== Segment start ==

PR #4995, opened 2026-06-07
fix(channels): preserve renderer tool output

AbbyJL:
## Description

Preserve tool output attachments and visible text in the channel renderer when `show_tool_details` is disabled. Also keep audio `media_type` when constructing `AudioContent`.

This fixes cases where tool output was reduced to a placeholder and attachment metadata was lost, which hurt channel compatibility and user-visible output.

## Type of Change

- [x] Bug fix

## Component(s) Affected

- [x] Channels
- [x] Tests

## Checklist

- [x] I ran `python -m pytest tests/unit/channels/test_renderer.py -q` locally and it passes
- [x] I ran `python -m pytest tests/unit/channels/test_base_core.py -q` locally and it passes

### DIFF
--- a/src/qwenpaw/app/channels/renderer.py
+++ b/src/qwenpaw/app/channels/renderer.py
@@ -145,10 +145,14 @@ class MessageRenderer:
                         elif btype == "video":
                             result.append(VideoContent(video_url=url))
                         elif btype == "audio":
+                            media_type = (
+                                src.get("media_type")
+                                or "application/octet-stream"
+                            )
                             result.append(
                                 AudioContent(
                                     data=url,
-                                    format=b.get("media_type"),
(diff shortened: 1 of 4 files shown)


zhijianma:
Thanks for the contribution,  @AbbyJL . 

Closing this PR for the following reasons:
 - renderer.py: The behavior of show_tool_details=False is intentional — only media attachments should be surfaced, not raw text. The AudioContent media_type fix is valid but should be submitted as a separate, focused PR.
 - console.py: The silent return when queue is None is intentional; the caller handles this case gracefully downstream. Raising a 409 here is not the right approach.
Feel free to reopen a focused PR for the media_type fix alone — we'd be happy to take that!

PR #5037, opened 2026-06-09
fix(config): avoid IndexError on empty Exec= in Linux browser detection

ly-wang19:
## What

`_get_linux_default_browser()` (used by `get_system_default_browser()`) parses the `.desktop` entry's `Exec=` line as:

```python
exe = line.split("=", 1)[1].strip().split()[0]
```

## Why it's a bug

If the matched line is an empty or whitespace-only `Exec=` (`Exec=`, `Exec=   `, `Exec=\t`), the trailing `.split()` returns `[]`, so `[0]` raises `IndexError`. It is **not** caught by the surrounding `except OSError`, so it escapes `get_system_default_browser()` — whose docstring promises a `(None, None)` result when detection fails:

> Returns (None, None) if detection fails or unsupported.

A malformed default-handler `.desktop` file therefore crashes browser detection instead of degrading gracefully.

## Fix

Guard the token list; an empty `Exec` is treated as "no executable found" (the existing `break` path → `(None, None)`).

## Tests

Added `tests/unit/config/test_config_utils.py` — a parametrized regression test for empty / whitespace-only `Exec=` values. It raises `IndexError` on the old code and passes on the new.

## Local checks

- `black==23.3.0 --line-length=79`, `flake8==6.1.0`, `pylint==3.0.2` (repo args) — clean
- `pytest tests/unit/config/test_config_utils.py` — **3 passed**

### DIFF
--- a/src/qwenpaw/config/utils.py
+++ b/src/qwenpaw/config/utils.py
@@ -307,7 +307,13 @@ def _get_linux_default_browser() -> Tuple[Optional[str], Optional[str]]:
             with open(path, encoding="utf-8") as f:
                 for line in f:
                     if line.strip().startswith("Exec="):
-                        exe = line.split("=", 1)[1].strip().split()[0]
+                        # An empty/malformed "Exec=" yields no tokens; skip
+                        # rather than let [0] raise IndexError (callers rely
+                        # on a (None, None) result, never an exception).
+                        parts = line.split("=", 1)[1].strip().split()
+                        if not parts:
+                            break
+                        exe = parts[0]
                         if exe.startswith("/") and Path(exe).is_file():
                             return _linux_desktop_to_kind_and_path(exe)
                         for p in ["/usr/bin", "/usr/local/bin"]:


x1n95c:
Hello @ly-wang19, thanks for your contribution. However, have you actually encountered this error in practice? An empty `Exec=` in a .desktop file is extremely unlikely on Linux, mainstream package managers always generate valid entries. Moreover, the unite test added in this pr is not necessary.

ly-wang19:
Thanks @x1n95c — you're right, I hit this by reading the code, not in practice, and an empty `Exec=` is indeed unlikely with standard package managers. My only rationale was that `get_system_default_browser()` is documented to return `(None, None)` on failure, so the uncaught `IndexError` technically breaks that contract — but I agree it's marginal. I've removed the test. Totally fine to close this if you'd rather not carry the guard — your call.

lalaliat:
Thank you for your contribution! However, given that this issue is unlikely to be triggered in practice, we have decided to close it without merging for now. If you have any other thoughts or insights, please feel free to share them.

ly-wang19:
Completely fair — thanks for taking the time to consider it! Point well taken: I'll prioritize issues that show up in practice. Glad to have the other fixes land, and happy to help elsewhere. 🐾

== Segment end ==

● **REQUIREMENT**
When you reach the line containing "Feel free to reopen" in the data above, start copying exactly, and stop after the line containing "fails or unsupported.".

● **ANSWER FOR THIS EXERCISE**
Feel free to reopen a focused PR for the media_type fix alone — we'd be happy to take that!

PR #5037, opened 2026-06-09
fix(config): avoid IndexError on empty Exec= in Linux browser detection

ly-wang19:
## What

`_get_linux_default_browser()` (used by `get_system_default_browser()`) parses the `.desktop` entry's `Exec=` line as:

```python
exe = line.split("=", 1)[1].strip().split()[0]
```

## Why it's a bug

If the matched line is an empty or whitespace-only `Exec=` (`Exec=`, `Exec=   `, `Exec=\t`), the trailing `.split()` returns `[]`, so `[0]` raises `IndexError`. It is **not** caught by the surrounding `except OSError`, so it escapes `get_system_default_browser()` — whose docstring promises a `(None, None)` result when detection fails:

> Returns (None, None) if detection fails or unsupported.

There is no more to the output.